Record set:
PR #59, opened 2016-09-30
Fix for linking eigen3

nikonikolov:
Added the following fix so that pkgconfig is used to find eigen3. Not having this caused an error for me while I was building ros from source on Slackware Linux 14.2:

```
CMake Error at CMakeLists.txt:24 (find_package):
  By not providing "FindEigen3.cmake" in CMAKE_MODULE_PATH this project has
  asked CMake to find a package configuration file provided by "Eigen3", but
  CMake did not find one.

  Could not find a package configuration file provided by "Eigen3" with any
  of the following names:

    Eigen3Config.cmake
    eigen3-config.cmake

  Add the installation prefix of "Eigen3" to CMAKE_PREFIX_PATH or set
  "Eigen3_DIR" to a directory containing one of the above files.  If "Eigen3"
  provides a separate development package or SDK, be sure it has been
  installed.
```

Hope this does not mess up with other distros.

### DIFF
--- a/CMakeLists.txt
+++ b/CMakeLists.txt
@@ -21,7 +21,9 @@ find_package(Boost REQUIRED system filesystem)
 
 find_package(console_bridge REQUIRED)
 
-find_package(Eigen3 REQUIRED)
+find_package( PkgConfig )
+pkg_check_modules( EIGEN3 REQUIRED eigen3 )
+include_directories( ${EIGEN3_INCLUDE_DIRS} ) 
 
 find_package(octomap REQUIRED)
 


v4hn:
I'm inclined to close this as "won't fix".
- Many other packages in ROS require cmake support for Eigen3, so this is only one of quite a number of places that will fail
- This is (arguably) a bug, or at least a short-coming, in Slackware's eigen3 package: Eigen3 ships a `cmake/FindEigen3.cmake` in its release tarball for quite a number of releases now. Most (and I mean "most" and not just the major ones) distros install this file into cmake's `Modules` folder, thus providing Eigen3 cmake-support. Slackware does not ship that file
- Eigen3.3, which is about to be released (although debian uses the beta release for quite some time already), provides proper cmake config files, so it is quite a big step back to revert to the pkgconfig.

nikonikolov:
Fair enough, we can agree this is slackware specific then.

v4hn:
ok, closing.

Your goal: Keeping every line exactly as it is, retype the listing.

Worked solution:
PR #59, opened 2016-09-30
Fix for linking eigen3

nikonikolov:
Added the following fix so that pkgconfig is used to find eigen3. Not having this caused an error for me while I was building ros from source on Slackware Linux 14.2:

```
CMake Error at CMakeLists.txt:24 (find_package):
  By not providing "FindEigen3.cmake" in CMAKE_MODULE_PATH this project has
  asked CMake to find a package configuration file provided by "Eigen3", but
  CMake did not find one.

  Could not find a package configuration file provided by "Eigen3" with any
  of the following names:

    Eigen3Config.cmake
    eigen3-config.cmake

  Add the installation prefix of "Eigen3" to CMAKE_PREFIX_PATH or set
  "Eigen3_DIR" to a directory containing one of the above files.  If "Eigen3"
  provides a separate development package or SDK, be sure it has been
  installed.
```

Hope this does not mess up with other distros.

### DIFF
--- a/CMakeLists.txt
+++ b/CMakeLists.txt
@@ -21,7 +21,9 @@ find_package(Boost REQUIRED system filesystem)
 
 find_package(console_bridge REQUIRED)
 
-find_package(Eigen3 REQUIRED)
+find_package( PkgConfig )
+pkg_check_modules( EIGEN3 REQUIRED eigen3 )
+include_directories( ${EIGEN3_INCLUDE_DIRS} ) 
 
 find_package(octomap REQUIRED)
 


v4hn:
I'm inclined to close this as "won't fix".
- Many other packages in ROS require cmake support for Eigen3, so this is only one of quite a number of places that will fail
- This is (arguably) a bug, or at least a short-coming, in Slackware's eigen3 package: Eigen3 ships a `cmake/FindEigen3.cmake` in its release tarball for quite a number of releases now. Most (and I mean "most" and not just the major ones) distros install this file into cmake's `Modules` folder, thus providing Eigen3 cmake-support. Slackware does not ship that file
- Eigen3.3, which is about to be released (although debian uses the beta release for quite some time already), provides proper cmake config files, so it is quite a big step back to revert to the pkgconfig.

nikonikolov:
Fair enough, we can agree this is slackware specific then.

v4hn:
ok, closing.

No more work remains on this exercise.